16.6 Experimental Demonstration of Short and Long Term Synaptic Plasticity Using OxRAM Multi k-bit Arrays for Reliable Detection in Highly Noisy Input Data, T. Werner, E. Vianello, O. Bichler*, A. Grossi, E. Nowak, J.-F. Nodin, B. Yvert**, B. De Salvo, L. Perniola, CEA LETI, *CEA LIST, **INSERM
In this paper, we propose a new circuit architecture and a reading/programming strategy to emulate both Short and Long Term Plasticity (STP, LTP) rules using non-volatile OxRAM cells. For the first time, we show how the intrinsic OxRAM device switching probability at ultra-low power can be exploited to implement STP as well as LTP learning rules. Moreover, we demonstrate the computational power that STP can provide for reliable signal detection in highly noisy input data. A Fully Connected Neural Network incorporating STP and LTP learning rules is used to demonstrate two applications: (i) visual pattern extraction and (ii) decoding of neural signals. A high accuracy is obtained even in presence of significant background noise in the input data.
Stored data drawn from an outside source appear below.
PR #657, opened 2024-04-18
data: Add Gaomon S620 firmware match

jexposit:
This tablet has the same name as Gaomon M106K [1], making it impossible to differentiate between them without matching by their firmware name.

Add an extra match including the firmware to facilitate matching the Gaomon M106K.

[1] https://github.com/linuxwacom/libwacom/issues/609

### DIFF
--- a/data/gaomon-s620.tablet
+++ b/data/gaomon-s620.tablet
@@ -11,7 +11,7 @@
 [Device]
 Name=GAOMON S620
 ModelName=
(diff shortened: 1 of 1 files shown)


whot:
Sorry, the summary confused me a bit: this is the firmware for the S620 here right? And the M106K will go into a separate file?

whot:
Ah, nevermind, the comment in #609 clears this up

whot:
merged, thanks

PR #658, opened 2024-04-19
test: add some tracing to the svg validity test

whot:
It's a bit hard to figure out from the CI logs what failed because they may be truncated. And for users not intimitely familiar with the test suite it's not that simple either so let's put in a bunch of trace stataments that should at least point to where things go wrong.

cc @AesaraB

### DIFF
--- a/test/test-tablet-svg-validity.c
+++ b/test/test-tablet-svg-validity.c
@@ -36,6 +36,9 @@
 #include <glib.h>
 #include "libwacom.h"
 
+#define trace(fmt, ...) \
+	fprintf(stderr, "%s: checking " fmt "\n", __func__,  __VA_ARGS__)
+
 static xmlNodePtr
 verify_has_sub (xmlNodePtr cur, char *sub)
 {
@@ -79,11 +82,12 @@ class_found (gchar **classes, gchar *value)
 static void
 verify_has_class (xmlNodePtr cur, const gchar *expected)
 {
-
 	xmlChar *prop;
 	gchar  **classes_present;
 	gchar  **classes_expected;
 	gchar  **ptr;
+
+	trace("%s", expected);
 
 	prop = xmlGetProp (cur, (xmlChar *) "class");
 	g_assert (prop != NULL);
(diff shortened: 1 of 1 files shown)


AesaraB:
Mildly tangential, but I made a fairly rudimentary bash script to debug things.

```bash
#!/usr/bin/env bash

FILENAME=$1

echo "Checking for invalid class/id names"
grep -P "(class|id)=[\"'].*[\"']" $FILENAME | grep -vP '(class="[A-Z] (Button|Leader|Label)|id="(Button|Leader|Label)[A-Z])"'

echo "Checking for duplicate ids"
grep -P "id=[\"'](Button|Leader|Label)[A-Z][\"']" $FILENAME | sort | uniq -cd

echo "Checking for duplicate classes"
grep -P "class=[\"'][A-Z] (Button|Leader|Label)[\"']" $FILENAME | sort | uniq -cd
```

whot:
honestly, I think the whole svg validity test should be rewritten in python + pytest - it'll be simpler and provide better debugging options than the current one (which is now 12y old...)

AesaraB:
> honestly, I think the whole svg validity test should be rewritten in python + pytest - it'll be simpler and provide better debugging options than the current one (which is now 12y old...)

I'm unfamiliar with low level programming, but I just heard some terms and ideas that I'm relatively familiar with.

I have some housekeeping to do with other projects and my personal life, so if I get those sorted before someone else commits their time to this, I think I should be able to write that code.

whot:
heh, I don't think in this case it's really low-level programming - you can parse the data files in python (`ConfigParser` will do it) and then for each svg file check that the expected bits exist.

We already have a python test to check the data files exist (`test_svg_exists()`), it would be a similar test to also check that for each Button `A` we have an svg element with `id="Button A"` that also has `class="A Button"`. Then repeat for rings/strips/etc.

Definitely a good one to get started with, doubly so if you want to learn python :)

whot:
Going to merge this since @JoseExposito also ran into the issue of the svg checks not being particularly useful with their error messages. The output is a bit spammy and I've changed to to stderr now so it doesn't conflict with the TAP output on stdout but it's still better than a comment-less `abort()`

whot:
> honestly, I think the whole svg validity test should be rewritten in python + pytest - it'll be simpler and provide better debugging options than the current one (which is now 12y old...)

This is now part of #677

PR #659, opened 2024-04-21
HUION: Add auto generated description files

JoseExposito:
This PR adds a bunch of HUION tablet description files and SVGs generated with this tool:
https://github.com/JoseExposito/uclogic-libwacom-tablet-descriptions

While incomplete, basic information like the number of buttons, number of touch strips and the device class (bamboo/cintiq) is correct.


data/huion-gc610-710.tablet
```diff
@@ -0,0 +1,26 @@
...
+# If you own this tablet, please improve it.
+
+[Device]
+Name=Huion GC610/710
+ModelName=
+Class=Bamboo
+DeviceMatch=usb|256c|006e||HUION_T166;usb|256c|006d||HUION_T166;
+Width=
+Height=
+Layout=
```
whot, line 12: See #661 and #660, these should get over this test case failure. Not super-happy about #661 (removing the need for a layout file) but if it gets us more tablet support it's still a net win.

whot (approved):
This LGTM and is obviously a massive boon in tablet files, so thanks heaps for that.

I'm wondering what the overlap is between these new devices and the ones we already have. IOW I think some of these new devices were already matched by existing files and may break/change now but then again that should bring the users out of the woodwork to fix the layout files :)

JoseExposito:
> I'm wondering what the overlap is between these new devices and the ones we already have. IOW I think some of these new devices were already matched by existing files and may break/change now but then again that should bring the users out of the woodwork to fix the layout files :)

I deleted manually the description files already present in libwacom to avoid clashes. Have I override any accidentally?

data/huion-gc610-710.tablet
JoseExposito: If an empty `Layout=` entry causes issues, I can delete it. The files are generated automatically, so it'd be a matter of dropping a line of code.

About #661, I added [a comment](https://github.com/linuxwacom/libwacom/pull/661#pullrequestreview-2014070578) suggesting a possible ~solution~ enhancement.

JoseExposito: Converted to draft as there might be a way to auto generate SVGs. I'm not sure about `Width`/`Height` yet... But I can always google 60 tablet sizes :sleepy:

whot: I'd say just add 9x6 and a comment and we're good. *Nothing* reads those values but for backwards compat (and in case someone will want them in the future) we still need to set them. If they're wrong, no-one's going to notice for the foreseeable future.

whot:
> I deleted manually the description files already present in libwacom to avoid clashes. Have I override any accidentally?

I don't see any deleted files in this MR so I'm not sure what you meant there? My comment was related to: huion re-uses the USB IDs and the names so we have `.tablet` files that match tablets they weren't intended to. With this MR this *should* be fixed but it may cause a change in a previously overmatched tablet. Again, it may happen but I'm not sure we need to worry about it...

whot:
To illustrate my comment above: the only `.tablet` file that is overwritten by the autogenerated results in https://github.com/JoseExposito/uclogic-libwacom-tablet-descriptions/pull/1 is the `HS611` and that shows the issue quite nicely:

```diff
- DeviceMatch=usb|256c|006d|HUION Huion Tablet_HS611 Pad;usb|256c|006d|HUION Huion Tablet_HS611 Touch Strip;usb|256c|006d|HUION Huion Tablet_HS611 Pen
+ DeviceMatch=usb|256c|006e||HUION_T19c;usb|256c|006d||HUION_T19c;
```

This device would indeed break if we were to replace the tablet file - anyone with older digimend patches won't get the uniq set and because we have no fallback match we won't match this device anymore.

This means we need to add the autogenerated patches *in addition* to the existing ones until we can reasonably expect users to carry the updated kernel patches. Our match system goes name+uniq first, then uniq, then name so for tablets where we have both uniq and old-style name match defined we should match correctly either way.

So it's just a bit more messy and on older systems we still get overmatching where the vid/pid/name are shared but overall it Should Just Work<sup>tm</sup> :)

data/huion-gc610-710.tablet
JoseExposito: I (finally) added your files for all the description files. Resolving this conversation ;)

data/huion-gc610-710.tablet
```diff
@@ -0,0 +1,26 @@
+# This tablet description file has been generated using an automated tool:
+# https://github.com/JoseExposito/uclogic-libwacom-tablet-descriptions
+# If you own this tablet, please improve it.
+
+[Device]
+Name=Huion GC610/710
```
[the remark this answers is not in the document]
JoseExposito: I forgot about this one. Should I add an "Unverified" at the beginning of the name?

JoseExposito:
> To illustrate my comment above: the only .tablet file that is overwritten by the autogenerated results in https://github.com/JoseExposito/uclogic-libwacom-tablet-descriptions/pull/1 is the HS611

Ops, I didn't automate the removal of devices already present in libwacom and instead I manually deleted them... And manual processes tend to have errors. That file shouldn't be there, I removed it in the latest revision.

This PR should contain only new tablets. If the tablet was already present in libwacom, we should use them.

JoseExposito:
Added an extra commit with 70 tablets (that should be all tablets) from GAOMON.

data/huion-gc610-710.tablet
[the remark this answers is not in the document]
whot: eh, thought about this and I don't think it's worth it. Any mistakes users will (hopefully) file a bug, otherwise there's no need to advertise it.

whot:
Alrighty, I've merged all the other PRs with the groundwork which means you should be able to rebase and get a) good enough testing and b) useful error messages for the SVG validity tester.

> Added an extra commit with 70 tablets (that should be all tablets) from GAOMON.

awesome, thanks. I'm not looking forward to adding all those to the NEWS file :)

JoseExposito:
Thanks a lot Peter, after rebasing on top of master CI is happy :tada:

PR #661, opened 2024-04-21
test: remove the requirement for a Layout file

whot:
Previously we required a layout file for any tablet with pad buttons. This somewhat prevents us from adding tablet files for unknown tablets where we can get most of the information from external sources, e.g. see #659. As a result we're missing support for these tablets altogether when we could have at least partial support.

Let's drop this requirement in our tests, users who want their tablet working properly can submit layout files.

cc @JoseExposito

### DIFF
--- a/test/test-tablet-svg-validity.c
+++ b/test/test-tablet-svg-validity.c
@@ -234,19 +234,6 @@ struct fixture {
 };
 
 static void
-test_filename(struct fixture *f, gconstpointer data)
-{
-    const WacomDevice *device = data;
-    const char *filename;
-
-    filename = libwacom_get_layout_filename(device);
-    if (libwacom_get_num_buttons(device) > 0) {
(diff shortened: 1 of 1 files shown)


JoseExposito (commented):
Mmmm what if I prefix the files added in https://github.com/linuxwacom/libwacom/pull/659 with `unverified-` and we only skip this test in that case?

Sorry for the CI failures, I'm not familiar with the tests yet.

whot:
> Mmmm what if I prefix the files added in https://github.com/linuxwacom/libwacom/pull/659 with unverified- and we only skip this test in that case?

Nah, too much effort I reckon. Might as well punt some of that to those that have the tablets :)

whot:
Going to merge this, #659 as a bigger and more beneficial long-term impact than disabling the tests.

PR #664, opened 2024-04-22
data: XP pen tablets have no Rings

whot:
They have a physical control that looks like a ring but it's not the Ring as our terminology has it. In the future we may add support for this as "Dial" but for now let's disable it.


JoseExposito (approved):
LGTM. These devices have a relative wheel, not an absolute one.

PR #770, opened 2024-09-29
data: add ELAN 9008 and 9009 (zenbook duo UX8406MA 1200p)

barskykd:
Adding .tablet files for both displays for zenbook duo UX8406MA 1200p-version


whot:
thanks!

16.7 Device Nonideality Effects on Image Reconstruction using Memristor Arrays, W. Ma, F. Cai, C. Du, Y. Jeong, M. Zidan and W. Lu, University of Michigan
We analyze the effects of device variability during experimental image reconstruction using memristor crossbar arrays. The effects of device variability during online and offline training were carefully studied, along with device failures including SA0 and SA1. SA1 failure was found to significantly affect image reconstruction results, and a practical approach was developed to mitigate the effects of SA1 failure in memristor crossbars.
16.8 Demonstration of Hybrid CMOS/RRAM Neural Networks with Spike time/rate-dependent Plasticity, V. Milo, G. Pedretti, R. Carboni, A. Calderoni*, N. Ramaswamy*, S. Ambrogio and D. Ielmini, Politecnico di Milano and IU.NET, *Micron Technology
Neural networks with resistive-switching memory (RRAM) synapses can mimic learning and recognition in the human brain, thus overcoming the major limitations of von Neumann computing architectures. While most researchers aim at supervised learning of a pre-determined set of patterns, unsupervised learning of patterns might be attractive for brain-inspired robot/drone navigation. Here we demonstrate neural networks with CMOS/RRAM synapses capable of unsupervised learning by spike-time dependent plasticity (STDP) and spike-rate dependent plasticity (SRDP). First, STDP learning in a RRAM synaptic network is demonstrated. Then we present a 4-transistor/1-resistor synapse capable of SRDP, finally demonstrating SRDP learning, update, and recognition of patterns at the level of neural network.